▶ _DATASET RECORDS_:
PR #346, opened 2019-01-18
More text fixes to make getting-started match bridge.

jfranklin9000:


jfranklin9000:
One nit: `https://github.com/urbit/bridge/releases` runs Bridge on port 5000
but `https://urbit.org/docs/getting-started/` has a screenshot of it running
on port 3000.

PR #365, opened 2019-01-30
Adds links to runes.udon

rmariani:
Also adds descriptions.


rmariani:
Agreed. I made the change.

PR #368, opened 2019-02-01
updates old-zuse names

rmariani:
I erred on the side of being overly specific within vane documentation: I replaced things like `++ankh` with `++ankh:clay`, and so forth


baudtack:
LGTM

--

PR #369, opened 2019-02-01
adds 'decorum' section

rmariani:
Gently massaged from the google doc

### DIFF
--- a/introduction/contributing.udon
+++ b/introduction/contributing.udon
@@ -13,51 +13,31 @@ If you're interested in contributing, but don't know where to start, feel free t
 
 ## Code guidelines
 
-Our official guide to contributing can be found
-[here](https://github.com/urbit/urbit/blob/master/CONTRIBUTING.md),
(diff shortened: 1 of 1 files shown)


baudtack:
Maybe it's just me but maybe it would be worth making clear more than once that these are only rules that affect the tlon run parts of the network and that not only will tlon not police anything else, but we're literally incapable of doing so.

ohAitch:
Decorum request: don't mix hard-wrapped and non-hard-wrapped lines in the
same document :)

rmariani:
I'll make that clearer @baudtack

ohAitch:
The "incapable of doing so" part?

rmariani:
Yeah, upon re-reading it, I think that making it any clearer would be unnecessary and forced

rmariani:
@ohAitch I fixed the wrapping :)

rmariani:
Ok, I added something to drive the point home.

---

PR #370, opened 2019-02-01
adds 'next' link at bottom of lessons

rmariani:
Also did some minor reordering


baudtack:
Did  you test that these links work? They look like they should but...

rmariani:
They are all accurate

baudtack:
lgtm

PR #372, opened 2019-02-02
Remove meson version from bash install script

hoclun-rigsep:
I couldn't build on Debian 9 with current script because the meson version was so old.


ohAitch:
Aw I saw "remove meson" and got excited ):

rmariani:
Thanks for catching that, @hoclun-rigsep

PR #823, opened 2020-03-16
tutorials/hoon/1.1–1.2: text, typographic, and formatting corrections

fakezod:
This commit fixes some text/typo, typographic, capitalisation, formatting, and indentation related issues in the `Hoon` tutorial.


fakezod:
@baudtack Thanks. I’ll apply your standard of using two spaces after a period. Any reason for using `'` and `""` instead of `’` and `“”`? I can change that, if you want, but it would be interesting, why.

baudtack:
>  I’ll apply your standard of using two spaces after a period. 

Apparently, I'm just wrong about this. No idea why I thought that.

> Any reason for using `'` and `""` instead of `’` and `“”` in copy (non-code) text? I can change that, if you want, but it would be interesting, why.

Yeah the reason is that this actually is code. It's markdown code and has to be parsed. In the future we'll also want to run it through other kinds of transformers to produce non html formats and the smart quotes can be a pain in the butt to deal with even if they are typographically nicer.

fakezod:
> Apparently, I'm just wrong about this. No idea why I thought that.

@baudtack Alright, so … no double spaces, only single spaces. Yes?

▶ _THE TASK_: In the listing above, find the line with "More text fixes" and the line with "PR #368, opened 2019-02-01"; output exactly those lines and all lines between them.

▶ _SOLUTION_:
More text fixes to make getting-started match bridge.

jfranklin9000:


jfranklin9000:
One nit: `https://github.com/urbit/bridge/releases` runs Bridge on port 5000
but `https://urbit.org/docs/getting-started/` has a screenshot of it running
on port 3000.

PR #365, opened 2019-01-30
Adds links to runes.udon

rmariani:
Also adds descriptions.


rmariani:
Agreed. I made the change.

PR #368, opened 2019-02-01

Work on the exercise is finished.